Policies and Procedures: Recent ESG Settlement

These observations were on display in a matter announced a week after the seminar. The SEC Order stated that the investment adviser “had several policies and procedures failures involving the ESG research its investment teams used to select and monitor securities.” Specifically, the SEC found that, for a time, “the company failed to have any written policies and procedures for ESG research in one product,” and “failed to follow its own policies and procedures” once they were established. These alleged failures included internal requirements for employees to complete questionnaires on companies to be included in ESG investment portfolios prior to their selection. In its settlement, the adviser agreed to a cease-and-desist order, a censure, and a $4 million penalty.

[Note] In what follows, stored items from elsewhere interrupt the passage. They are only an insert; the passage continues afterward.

PR #205, opened 2023-10-20
Add "Agent Mode"

biobootloader:
This isn't something I expect users to use, but I thought it could be useful to experiment with having GPT-4 replace the human using Mentat. It's a pretty basic, limited version right now that works with just a single file.

Perhaps we could iterate on this and get something useful for automatic testing / benchmarking of Mentat? I.e. we could have it run several times and record things Mentat does wrong for us so we can automatically identify common issues. Or perhaps it'd be useful for benchmarking - seeing how frequently / in how many tries does it take to accomplish various tasks?

Here's an example where Mentat created some duplicate lines and GPT-4 noticed and asked for them to be fixed (Magenta text are the GPT-4 responses that are directing Mentat):

image

Sometimes it gets confused and thinks it is Mentat:

image

### DIFF
--- a/mentat/python_client/client.py
+++ b/mentat/python_client/client.py
@@ -32,6 +32,25 @@ class PythonClient:
         self.started = False
         self._accumulated_message = ""
 
+    async def wait_for_input_request(self):
+        assert isinstance(self.session, Session), "Client is not running"
+
+        input_request_message = await self.session.stream.recv("input_request")
+        await asyncio.sleep(0.01)
+
+        messages = self._accumulated_message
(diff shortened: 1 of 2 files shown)


PCSwingle:
This looks pretty awesome! As a heads up, I made a few changes to the python client in a recent PR, so after you merge you might have to fix a few conflicts there (and hopefully you won't have to edit it at all)

biobootloader:
Closing as https://github.com/AbanteAI/mentat/pull/343 replaces!

Issue #202, opened 2023-10-20
Import formatter


PCSwingle:
Right now we mix a lot of mentat._file_ and ._file_; we need to get a formatter to standardize our imports.

PCSwingle:
After looking into it a bit, the only library I could find was this small one here https://github.com/MarcoGorelli/absolufy-imports, which I'm not sure is being maintained anymore.

biobootloader:
If we decide on a format maybe we don't need an auto-formatter for this. Should we just make every absolute imports?

jakethekoenig:
@biobootloader I prefer absolute aesthetically but @granawkins had a good point that relative saves tokens.

PCSwingle:
I think we should prefer absolute; I don't think saving tokens should matter (although it does bring up a good point that it might be useful to trim imports from files)

PCSwingle:
> If we decide on a format maybe we don't need an auto-formatter for this. Should we just make every absolute imports?

I also still think it would be good to have an auto-formatter; there's no way we catch them all in the future without one

biobootloader:
Let's go with absolute. Costs more tokens but the clarity might help models more too.

Auto-formatter would be good if it's not a hassle

biobootloader:
Thanks to @granawkins for standardizing all our imports. Leaving this ticket open to add a github action to keep them that way

PR #207, opened 2023-10-21
standardize import format to absolute

granawkins:
Addresses #202. 

As far as auto-formatting, I used [absolutify](https://github.com/MarcoGorelli/absolufy-imports) locally and it worked great. This PR is the output of that, followed by isort. However it's not maintained, and it doesn't have a 'check' option for our gh-action.


biobootloader (approved):
Thanks

> it doesn't have a 'check' option for our gh-action

I'm sure we could just run it and then check if something has changed some other way (run git diff?). But no need to set that up as part of this!

PR #208, opened 2023-10-21
rename code_file to code_feature, CodeFile to CodeFeature

granawkins:


biobootloader (approved):
I don't love the name `CodeFeature` but I haven't thought of anything better

PR #209, opened 2023-10-23
Function-level Features

granawkins:
- Use `ctags` to split files into smaller chunks
- Return chunks rather than full files for search
- Handful of misc related fixes

In the next PR, I'll apply this to generating auto-features in `get_code_message`.

### DIFF
--- a/mentat/code_context.py
+++ b/mentat/code_context.py
@@ -48,18 +48,14 @@ def _get_all_features(
 ) -> list[CodeFeature]:
     """Return a list of all features in the git root with given properties."""
 
-    _features = list[CodeFeature]()
+    all_features = list[CodeFeature]()
     for path in get_non_gitignored_files(git_root):
         abs_path = git_root / path
-        if (
-            abs_path in include_files
-            or abs_path.is_dir()
-            or not is_file_text_encoded(abs_path)
-        ):
+        if abs_path.is_dir() or not is_file_text_encoded(abs_path):
             continue
 
         diff_target = diff_context.target if abs_path in diff_context.files else None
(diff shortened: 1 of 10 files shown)


mentat/code_feature.py
```diff
@@ -1,42 +1,83 @@
...
-from mentat.code_map import get_code_map
+from mentat.code_map import get_code_map, get_ctags
 from mentat.diff_context import annotate_file_message, parse_diff
 from mentat.git_handler import get_diff_for_file
+from mentat.interval import Interval, parse_intervals
 from mentat.llm_api import count_tokens
 from mentat.session_context import SESSION_CONTEXT
 from mentat.utils import sha256
 
+MIN_INTERVAL_LINES = 10
```
waydegg, line 18: Any reason why "10" (arbitrary number or works best for a specific reason)? Just curious

waydegg (approved):

mentat/code_context.py
```diff
@@ -34,6 +39,53 @@ class CodeContextSettings:
...
+        abs_path = git_root / path
+        if (
+            abs_path in include_files
+            or abs_path.is_dir()
+            or not is_file_text_encoded(abs_path)
+        ):
+            continue
+
+        diff_target = diff_context.target if abs_path in diff_context.files else None
+        user_included = path in include_files
```
PCSwingle, line 62: Won't this always be false? (first of all because of line 55 and second of all because include_files has absolute paths as keys)?

granawkins: You're right, good catch. I've added a test for this too.

PR #212, opened 2023-10-23
Fix Interactive Mode suggestion count

### LINKED ISSUE #153: Bug in interactive mode in what we send to model
After the user selects changes from interactive mode, we tell the model "User accepted x/y of your changes"; the x and y are incorrect.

As the market for ESG investing grows, attention to compliance around related materiality and disclosure will intensify. Meanwhile, the SEC’s ESG disclosure proposal keeps winding its way through the rulemaking process. Notwithstanding the controversies surrounding ESG investing, and the political uncertainties hovering over it, the SEC has organized itself for sustained attention to investment adviser compliance. Both the panelists and the recent enforcement settlement make that clear. Bates will keep you apprised.